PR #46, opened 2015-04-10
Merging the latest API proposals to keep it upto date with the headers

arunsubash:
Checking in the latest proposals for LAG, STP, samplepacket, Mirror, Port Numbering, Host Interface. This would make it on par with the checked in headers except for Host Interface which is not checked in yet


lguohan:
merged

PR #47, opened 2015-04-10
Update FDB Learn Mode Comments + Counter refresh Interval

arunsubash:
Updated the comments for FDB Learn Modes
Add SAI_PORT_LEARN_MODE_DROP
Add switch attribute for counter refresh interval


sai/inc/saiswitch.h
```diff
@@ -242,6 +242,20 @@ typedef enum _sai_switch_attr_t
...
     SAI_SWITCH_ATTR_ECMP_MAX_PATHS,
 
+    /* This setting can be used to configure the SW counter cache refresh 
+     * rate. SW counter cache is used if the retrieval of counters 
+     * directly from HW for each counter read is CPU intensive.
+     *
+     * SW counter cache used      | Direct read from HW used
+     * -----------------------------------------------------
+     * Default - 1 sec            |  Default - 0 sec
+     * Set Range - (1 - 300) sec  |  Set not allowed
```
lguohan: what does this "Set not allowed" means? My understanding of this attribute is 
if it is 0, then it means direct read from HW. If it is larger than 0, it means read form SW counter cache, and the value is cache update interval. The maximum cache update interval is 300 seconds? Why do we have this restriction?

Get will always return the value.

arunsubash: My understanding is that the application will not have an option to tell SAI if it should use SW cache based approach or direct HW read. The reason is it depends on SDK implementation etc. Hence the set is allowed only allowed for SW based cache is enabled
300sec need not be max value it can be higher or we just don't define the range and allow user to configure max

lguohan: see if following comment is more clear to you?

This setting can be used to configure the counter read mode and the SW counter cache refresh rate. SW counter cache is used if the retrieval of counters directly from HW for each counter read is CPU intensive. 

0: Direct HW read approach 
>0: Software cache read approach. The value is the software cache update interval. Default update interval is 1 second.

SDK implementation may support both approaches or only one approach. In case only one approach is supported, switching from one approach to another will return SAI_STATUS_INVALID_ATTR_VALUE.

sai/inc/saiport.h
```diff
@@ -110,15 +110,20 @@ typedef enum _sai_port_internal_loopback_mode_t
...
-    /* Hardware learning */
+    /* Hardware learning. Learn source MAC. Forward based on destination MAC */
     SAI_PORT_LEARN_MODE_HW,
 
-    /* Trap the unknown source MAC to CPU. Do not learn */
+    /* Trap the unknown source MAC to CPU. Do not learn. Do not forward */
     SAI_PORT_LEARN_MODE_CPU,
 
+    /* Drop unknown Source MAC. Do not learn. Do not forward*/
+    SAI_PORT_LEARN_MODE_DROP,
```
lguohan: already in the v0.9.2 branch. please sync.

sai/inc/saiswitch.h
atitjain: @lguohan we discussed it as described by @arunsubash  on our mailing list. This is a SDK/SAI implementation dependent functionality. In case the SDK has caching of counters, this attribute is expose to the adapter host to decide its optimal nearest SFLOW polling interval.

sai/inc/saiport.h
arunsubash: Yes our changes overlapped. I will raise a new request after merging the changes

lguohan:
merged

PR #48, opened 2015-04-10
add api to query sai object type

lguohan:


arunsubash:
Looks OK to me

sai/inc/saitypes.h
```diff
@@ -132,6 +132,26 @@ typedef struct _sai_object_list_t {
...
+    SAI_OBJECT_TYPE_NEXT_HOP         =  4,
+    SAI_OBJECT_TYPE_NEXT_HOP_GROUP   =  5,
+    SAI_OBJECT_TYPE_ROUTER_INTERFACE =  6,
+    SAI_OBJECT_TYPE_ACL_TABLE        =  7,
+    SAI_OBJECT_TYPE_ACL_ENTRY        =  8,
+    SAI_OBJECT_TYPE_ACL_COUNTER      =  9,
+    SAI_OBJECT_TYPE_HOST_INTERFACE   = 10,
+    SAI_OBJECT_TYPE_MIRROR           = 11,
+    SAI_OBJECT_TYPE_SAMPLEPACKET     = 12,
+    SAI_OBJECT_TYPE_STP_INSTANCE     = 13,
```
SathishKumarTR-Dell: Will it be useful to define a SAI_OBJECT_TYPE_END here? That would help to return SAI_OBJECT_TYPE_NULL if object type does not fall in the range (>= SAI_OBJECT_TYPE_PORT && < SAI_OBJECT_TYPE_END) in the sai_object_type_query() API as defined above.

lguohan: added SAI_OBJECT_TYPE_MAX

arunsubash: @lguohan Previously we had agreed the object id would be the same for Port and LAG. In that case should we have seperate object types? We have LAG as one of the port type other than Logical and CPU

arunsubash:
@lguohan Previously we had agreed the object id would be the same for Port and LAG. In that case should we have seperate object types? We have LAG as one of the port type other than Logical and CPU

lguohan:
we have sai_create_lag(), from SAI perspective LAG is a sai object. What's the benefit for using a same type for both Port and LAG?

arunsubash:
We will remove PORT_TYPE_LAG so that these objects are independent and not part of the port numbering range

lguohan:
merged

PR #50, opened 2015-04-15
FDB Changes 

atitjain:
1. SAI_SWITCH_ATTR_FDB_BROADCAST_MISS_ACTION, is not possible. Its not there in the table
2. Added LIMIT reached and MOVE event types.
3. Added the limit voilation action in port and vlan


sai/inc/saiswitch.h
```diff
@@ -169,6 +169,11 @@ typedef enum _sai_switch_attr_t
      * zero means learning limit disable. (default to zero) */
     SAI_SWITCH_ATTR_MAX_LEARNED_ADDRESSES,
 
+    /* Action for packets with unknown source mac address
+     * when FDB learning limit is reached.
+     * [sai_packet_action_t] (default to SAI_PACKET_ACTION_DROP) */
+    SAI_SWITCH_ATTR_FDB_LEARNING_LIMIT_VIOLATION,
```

—————

** Exercise **
Give the complete material back, word for word.

** Your solution **
PR #46, opened 2015-04-10
Merging the latest API proposals to keep it upto date with the headers

arunsubash:
Checking in the latest proposals for LAG, STP, samplepacket, Mirror, Port Numbering, Host Interface. This would make it on par with the checked in headers except for Host Interface which is not checked in yet


lguohan:
merged

PR #47, opened 2015-04-10
Update FDB Learn Mode Comments + Counter refresh Interval

arunsubash:
Updated the comments for FDB Learn Modes
Add SAI_PORT_LEARN_MODE_DROP
Add switch attribute for counter refresh interval


sai/inc/saiswitch.h
```diff
@@ -242,6 +242,20 @@ typedef enum _sai_switch_attr_t
...
     SAI_SWITCH_ATTR_ECMP_MAX_PATHS,
 
+    /* This setting can be used to configure the SW counter cache refresh 
+     * rate. SW counter cache is used if the retrieval of counters 
+     * directly from HW for each counter read is CPU intensive.
+     *
+     * SW counter cache used      | Direct read from HW used
+     * -----------------------------------------------------
+     * Default - 1 sec            |  Default - 0 sec
+     * Set Range - (1 - 300) sec  |  Set not allowed
```
lguohan: what does this "Set not allowed" means? My understanding of this attribute is 
if it is 0, then it means direct read from HW. If it is larger than 0, it means read form SW counter cache, and the value is cache update interval. The maximum cache update interval is 300 seconds? Why do we have this restriction?

Get will always return the value.

arunsubash: My understanding is that the application will not have an option to tell SAI if it should use SW cache based approach or direct HW read. The reason is it depends on SDK implementation etc. Hence the set is allowed only allowed for SW based cache is enabled
300sec need not be max value it can be higher or we just don't define the range and allow user to configure max

lguohan: see if following comment is more clear to you?

This setting can be used to configure the counter read mode and the SW counter cache refresh rate. SW counter cache is used if the retrieval of counters directly from HW for each counter read is CPU intensive. 

0: Direct HW read approach 
>0: Software cache read approach. The value is the software cache update interval. Default update interval is 1 second.

SDK implementation may support both approaches or only one approach. In case only one approach is supported, switching from one approach to another will return SAI_STATUS_INVALID_ATTR_VALUE.

sai/inc/saiport.h
```diff
@@ -110,15 +110,20 @@ typedef enum _sai_port_internal_loopback_mode_t
...
-    /* Hardware learning */
+    /* Hardware learning. Learn source MAC. Forward based on destination MAC */
     SAI_PORT_LEARN_MODE_HW,
 
-    /* Trap the unknown source MAC to CPU. Do not learn */
+    /* Trap the unknown source MAC to CPU. Do not learn. Do not forward */
     SAI_PORT_LEARN_MODE_CPU,
 
+    /* Drop unknown Source MAC. Do not learn. Do not forward*/
+    SAI_PORT_LEARN_MODE_DROP,
```
lguohan: already in the v0.9.2 branch. please sync.

sai/inc/saiswitch.h
atitjain: @lguohan we discussed it as described by @arunsubash  on our mailing list. This is a SDK/SAI implementation dependent functionality. In case the SDK has caching of counters, this attribute is expose to the adapter host to decide its optimal nearest SFLOW polling interval.

sai/inc/saiport.h
arunsubash: Yes our changes overlapped. I will raise a new request after merging the changes

lguohan:
merged

PR #48, opened 2015-04-10
add api to query sai object type

lguohan:


arunsubash:
Looks OK to me

sai/inc/saitypes.h
```diff
@@ -132,6 +132,26 @@ typedef struct _sai_object_list_t {
...
+    SAI_OBJECT_TYPE_NEXT_HOP         =  4,
+    SAI_OBJECT_TYPE_NEXT_HOP_GROUP   =  5,
+    SAI_OBJECT_TYPE_ROUTER_INTERFACE =  6,
+    SAI_OBJECT_TYPE_ACL_TABLE        =  7,
+    SAI_OBJECT_TYPE_ACL_ENTRY        =  8,
+    SAI_OBJECT_TYPE_ACL_COUNTER      =  9,
+    SAI_OBJECT_TYPE_HOST_INTERFACE   = 10,
+    SAI_OBJECT_TYPE_MIRROR           = 11,
+    SAI_OBJECT_TYPE_SAMPLEPACKET     = 12,
+    SAI_OBJECT_TYPE_STP_INSTANCE     = 13,
```
SathishKumarTR-Dell: Will it be useful to define a SAI_OBJECT_TYPE_END here? That would help to return SAI_OBJECT_TYPE_NULL if object type does not fall in the range (>= SAI_OBJECT_TYPE_PORT && < SAI_OBJECT_TYPE_END) in the sai_object_type_query() API as defined above.

lguohan: added SAI_OBJECT_TYPE_MAX

arunsubash: @lguohan Previously we had agreed the object id would be the same for Port and LAG. In that case should we have seperate object types? We have LAG as one of the port type other than Logical and CPU

arunsubash:
@lguohan Previously we had agreed the object id would be the same for Port and LAG. In that case should we have seperate object types? We have LAG as one of the port type other than Logical and CPU

lguohan:
we have sai_create_lag(), from SAI perspective LAG is a sai object. What's the benefit for using a same type for both Port and LAG?

arunsubash:
We will remove PORT_TYPE_LAG so that these objects are independent and not part of the port numbering range

lguohan:
merged

PR #50, opened 2015-04-15
FDB Changes 

atitjain:
1. SAI_SWITCH_ATTR_FDB_BROADCAST_MISS_ACTION, is not possible. Its not there in the table
2. Added LIMIT reached and MOVE event types.
3. Added the limit voilation action in port and vlan


sai/inc/saiswitch.h
```diff
@@ -169,6 +169,11 @@ typedef enum _sai_switch_attr_t
      * zero means learning limit disable. (default to zero) */
     SAI_SWITCH_ATTR_MAX_LEARNED_ADDRESSES,
 
+    /* Action for packets with unknown source mac address
+     * when FDB learning limit is reached.
+     * [sai_packet_action_t] (default to SAI_PACKET_ACTION_DROP) */
+    SAI_SWITCH_ATTR_FDB_LEARNING_LIMIT_VIOLATION,
```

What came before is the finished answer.